To do.
For this exercise, copy each line of the records that contains the word "usize".

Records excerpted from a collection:
^^^^
PR #601, opened 2022-07-09
`U32ArithmeticGate`: constrain canonicity of output.

### LINKED ISSUE #526: `U32ArithmeticGate` permits non-canonical outputs
For example, when computing `0 * 0 + 0`, it seems outputs of either `0` or `p` (our native field order) would pass the constraints.

The largest permissible element is `p - 1 = 0xFFFFFFFF00000000`, or in `u32` limbs, it's `(u32::MAX, 0)`. So we can check `x < p` as `(x_lo == 0) OR (x_hi != u32::MAX)`; see this [code](https://github.com/mir-protocol/plonky2/blob/main/system_zero/src/alu/canonical.rs) in Starky.

therealyingtong:
Closes #526. This PR introduces a canonicity check for the `U32ArithmeticGate` output, along with a test using a non-canonical output. (Best reviewed commit-by-commit.)

### DIFF
--- a/u32/src/gates/arithmetic_u32.rs
+++ b/u32/src/gates/arithmetic_u32.rs
@@ -36,31 +36,30 @@ impl<F: RichField + Extendable<D>, const D: usize> U32ArithmeticGate<F, D> {
     }
 
     pub(crate) fn num_ops(config: &CircuitConfig) -> usize {
-        let wires_per_op = 5 + Self::num_limbs();
-        let routed_wires_per_op = 5;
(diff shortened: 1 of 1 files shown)


dlubarov:
Thank you for the fix! The code looks great 👍 

Typically we would store inverses like this in advice wires, though I think it's fine in this case since most configurations will have more routed wires than this gate uses, and the way you have it seems slightly nicer.

Since we plan to add an open-source license in the future, is it okay to treat your contributions as MIT-licensed? If so I think it's good to merge.

therealyingtong:
Thank you! Yes, MIT-licensed is good.

PR #618, opened 2022-07-17
More basic ASM macros

dlubarov:
To be used in upcoming RLP code.


wborgeaud (approved):
Looks good to me!

evm/src/cpu/kernel/asm/assertions.asm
^^^^
Result of the task.
@@ -36,31 +36,30 @@ impl<F: RichField + Extendable<D>, const D: usize> U32ArithmeticGate<F, D> {
     pub(crate) fn num_ops(config: &CircuitConfig) -> usize {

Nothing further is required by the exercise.